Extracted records
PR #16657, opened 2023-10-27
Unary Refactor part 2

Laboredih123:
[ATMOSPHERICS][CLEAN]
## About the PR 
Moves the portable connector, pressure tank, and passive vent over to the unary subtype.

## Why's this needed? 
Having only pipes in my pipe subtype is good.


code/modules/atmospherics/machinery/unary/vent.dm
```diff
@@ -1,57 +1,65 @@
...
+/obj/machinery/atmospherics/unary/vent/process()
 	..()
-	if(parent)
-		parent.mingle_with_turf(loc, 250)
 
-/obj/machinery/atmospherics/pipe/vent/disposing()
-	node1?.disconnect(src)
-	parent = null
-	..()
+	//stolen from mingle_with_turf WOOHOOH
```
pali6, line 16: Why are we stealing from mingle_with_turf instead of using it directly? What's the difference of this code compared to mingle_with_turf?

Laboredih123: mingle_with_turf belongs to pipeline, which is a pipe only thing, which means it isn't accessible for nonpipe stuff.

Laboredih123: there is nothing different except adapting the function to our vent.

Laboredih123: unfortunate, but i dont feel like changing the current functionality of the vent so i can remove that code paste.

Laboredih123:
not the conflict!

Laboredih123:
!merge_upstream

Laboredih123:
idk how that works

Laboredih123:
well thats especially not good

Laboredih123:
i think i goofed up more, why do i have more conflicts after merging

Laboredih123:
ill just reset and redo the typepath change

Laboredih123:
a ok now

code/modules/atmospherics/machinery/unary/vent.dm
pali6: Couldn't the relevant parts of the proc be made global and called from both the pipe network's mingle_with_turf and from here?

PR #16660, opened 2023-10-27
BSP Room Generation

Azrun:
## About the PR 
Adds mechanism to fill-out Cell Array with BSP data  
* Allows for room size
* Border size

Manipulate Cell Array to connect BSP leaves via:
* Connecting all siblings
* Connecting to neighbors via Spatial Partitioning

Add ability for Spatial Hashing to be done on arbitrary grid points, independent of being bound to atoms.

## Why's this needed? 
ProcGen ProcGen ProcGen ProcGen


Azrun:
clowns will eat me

# TASK DETAILS:
Tell how many lines in the data above hold "Spatial". Nothing but the number.

# SOLVED EXERCISE:
2